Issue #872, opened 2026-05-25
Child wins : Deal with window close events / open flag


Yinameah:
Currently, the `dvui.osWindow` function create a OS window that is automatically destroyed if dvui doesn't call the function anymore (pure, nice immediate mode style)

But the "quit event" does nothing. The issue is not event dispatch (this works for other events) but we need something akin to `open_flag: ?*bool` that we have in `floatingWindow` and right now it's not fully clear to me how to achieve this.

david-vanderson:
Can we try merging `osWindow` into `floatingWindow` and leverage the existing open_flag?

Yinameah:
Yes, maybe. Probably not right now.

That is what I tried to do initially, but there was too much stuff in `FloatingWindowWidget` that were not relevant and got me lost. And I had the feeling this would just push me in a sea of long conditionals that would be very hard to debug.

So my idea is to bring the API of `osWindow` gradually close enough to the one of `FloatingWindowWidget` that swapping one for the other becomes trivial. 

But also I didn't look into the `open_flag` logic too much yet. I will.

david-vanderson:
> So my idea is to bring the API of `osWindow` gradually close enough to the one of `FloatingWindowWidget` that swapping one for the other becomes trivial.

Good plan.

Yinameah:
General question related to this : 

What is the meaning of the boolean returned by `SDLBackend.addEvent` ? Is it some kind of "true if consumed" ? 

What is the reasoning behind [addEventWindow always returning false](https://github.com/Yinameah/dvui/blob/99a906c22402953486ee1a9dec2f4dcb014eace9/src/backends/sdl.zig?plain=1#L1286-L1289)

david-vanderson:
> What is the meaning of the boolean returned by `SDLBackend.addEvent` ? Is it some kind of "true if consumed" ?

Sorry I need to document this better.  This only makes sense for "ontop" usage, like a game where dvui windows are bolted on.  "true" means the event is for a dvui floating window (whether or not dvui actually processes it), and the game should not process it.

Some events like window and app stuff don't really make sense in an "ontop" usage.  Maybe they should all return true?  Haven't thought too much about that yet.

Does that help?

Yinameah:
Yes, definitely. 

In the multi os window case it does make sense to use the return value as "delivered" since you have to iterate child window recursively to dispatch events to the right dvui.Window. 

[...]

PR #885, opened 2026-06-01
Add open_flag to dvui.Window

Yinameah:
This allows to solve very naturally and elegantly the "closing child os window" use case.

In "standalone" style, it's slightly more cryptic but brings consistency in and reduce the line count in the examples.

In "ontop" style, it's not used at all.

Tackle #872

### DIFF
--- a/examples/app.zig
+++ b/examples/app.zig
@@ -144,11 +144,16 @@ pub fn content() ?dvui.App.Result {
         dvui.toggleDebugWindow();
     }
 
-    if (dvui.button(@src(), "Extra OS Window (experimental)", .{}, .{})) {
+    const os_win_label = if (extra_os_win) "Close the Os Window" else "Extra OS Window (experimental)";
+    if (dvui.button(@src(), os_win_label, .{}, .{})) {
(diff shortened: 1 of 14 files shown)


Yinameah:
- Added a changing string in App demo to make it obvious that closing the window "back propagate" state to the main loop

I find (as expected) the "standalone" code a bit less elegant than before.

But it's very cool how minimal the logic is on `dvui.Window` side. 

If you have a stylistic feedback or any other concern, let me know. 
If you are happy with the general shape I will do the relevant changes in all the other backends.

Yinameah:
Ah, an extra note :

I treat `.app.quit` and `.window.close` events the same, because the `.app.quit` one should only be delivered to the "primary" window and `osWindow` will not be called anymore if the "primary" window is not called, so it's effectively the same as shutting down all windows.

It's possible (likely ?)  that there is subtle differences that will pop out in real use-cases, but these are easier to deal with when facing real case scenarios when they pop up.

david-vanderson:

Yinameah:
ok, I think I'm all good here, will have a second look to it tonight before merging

* * * * * * *

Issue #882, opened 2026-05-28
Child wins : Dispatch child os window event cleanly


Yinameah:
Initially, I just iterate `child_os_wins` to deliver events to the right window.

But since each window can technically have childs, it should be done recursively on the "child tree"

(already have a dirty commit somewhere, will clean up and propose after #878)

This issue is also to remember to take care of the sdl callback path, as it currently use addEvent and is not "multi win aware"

* * * * * * *

== TASK DETAILS ==
Above are the records; from them, give again exactly the lines from the one containing "- Added a changing" through the one containing "down all windows.", both included.

== ANSWER BOX ==
- Added a changing string in App demo to make it obvious that closing the window "back propagate" state to the main loop

I find (as expected) the "standalone" code a bit less elegant than before.

But it's very cool how minimal the logic is on `dvui.Window` side. 

If you have a stylistic feedback or any other concern, let me know. 
If you are happy with the general shape I will do the relevant changes in all the other backends.

Yinameah:
Ah, an extra note :

I treat `.app.quit` and `.window.close` events the same, because the `.app.quit` one should only be delivered to the "primary" window and `osWindow` will not be called anymore if the "primary" window is not called, so it's effectively the same as shutting down all windows.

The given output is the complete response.